Gosh... how I miss these types of talks  

I sure do like anything from Texas... but Cowboys if it is the Texans they are playing! 

I dont care who usually wins or losse, only that whoever is on my fantasy team gets lots of points  I have been lucky enough to be working most Sunday and Monday nights and get to watch football at work. It is when I am working my normal schedule, that life is miserable just watching the online updates of the games.


----------



## BostonKong (Dec 3, 2010)

@Matt, my dad and I sat on the crappy old bleechers at old foxboro stadium in the early 90's BEFORE drew bledsoe ... not going to say I was a true fan back then.... but I think better than the average bandwagoners. I welcome them onto the bandwagon anyways.


----------



## Matt2234 (Aug 14, 2010)

BostonKong said:


> @Matt, my dad and I sat on the crappy old bleechers at old foxboro stadium in the early 90's BEFORE drew bledsoe ... not going to say I was a true fan back then.... but I think better than the average bandwagoners. I welcome them onto the bandwagon anyways.


I'm just pulling your leg man i know you Boston guys are hardcore with your teams. Truth is though i do dislike all those teams but only because they are good every year. And i hate seeing that cocky look on Belichick's face.


----------



## BostonKong (Dec 3, 2010)

GO PATS!!!
What an amazing game! Wow!


----------



## Saint Ari (Oct 1, 2010)

I've been pulling my hair out myself ... 

Niners / Packers here ... well .. Pats would do


----------



## Jynxgirl (Nov 27, 2009)

I knew it.. I should have drove in to work to watch the game!!! Dang it... Oh well, always have reruns during the week to at least get a fix


----------



## BostonKong (Dec 3, 2010)

Pats vs. Packers in 2 weeks I think? should be interesting.


----------



## Saint Ari (Oct 1, 2010)

Yes yes ... I got beer brats, goldschlager, MGD and squeeky cheese ... LOL


----------



## Nightshadow (Sep 21, 2010)

BostonKong said:


> oh buddy.... i pity the cowboys.
> 
> I'm from Boston AND Univ of Mich, so the Patriots ARE MY TEAM!, and redsox and celtics.
> 
> who cares about the cowboys... so sad...
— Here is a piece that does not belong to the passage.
PR #3077, opened 2019-08-02
fix(clouddriver): Deterministic request IDs for cloud operations

robzienert:
While working on idempotent cloud operations, we ran into an odd bug where the same operation was being processed twice but not being correlated to each other. It came down to the fact that each `requestOperation` creates its own UUID, rather than something more deterministic.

Oh we are going to get along just great! Im a White Sox fan, root for the Bulls, the Blackhawks and the Patriots! Haha. At least we have one team in common BostonKong! Id be more than happy to hang out, we can do American style football days, bbq or bring over stuff and beers, etc. Could be fun.


----------



## BostonKong (Dec 3, 2010)

is there any bars in dubai that show NFL games?


----------



## Saint Ari (Oct 1, 2010)

I doubt it ... I'd like to know where if there are any ...


----------



## canesfan4life (Jun 10, 2009)

I'm confused that you all don't seem to know that on OSN you get live game broadcast on Fox Sports and also you can subscribe to Al Jazeera Sports which has a ESPN package which give you college & pro football, college basketball, pro baseball, hockey and it has the NBA channel included. And the best part about this is it's less than $100 per year. Not sure why this seems to be such a secret????


----------



## cobragb (Mar 15, 2010)

canesfan4life said:


> I'm confused that you all don't seem to know that on OSN you get live game broadcast on Fox Sports and also you can subscribe to Al Jazeera Sports which has a ESPN package which give you college & pro football, college basketball, pro baseball, hockey and it has the NBA channel included. And the best part about this is it's less than $100 per year. Not sure why this seems to be such a secret????


Agreed. The only bad part of it is the east coast teams usually play early Sunday afternoon and since it is a "School" night, I can't stay up to watch the late games. I'm not a east coast NFL fan, although my home office is in Foxborough, MA.


----------



## Jynxgirl (Nov 27, 2009)

canesfan4life said:


> I'm confused that you all don't seem to know that on OSN you get live game broadcast on Fox Sports and also you can subscribe to Al Jazeera Sports which has a ESPN package which give you college & pro football, college basketball, pro baseball, hockey and it has the NBA channel included. And the best part about this is it's less than $100 per year. Not sure why this seems to be such a secret????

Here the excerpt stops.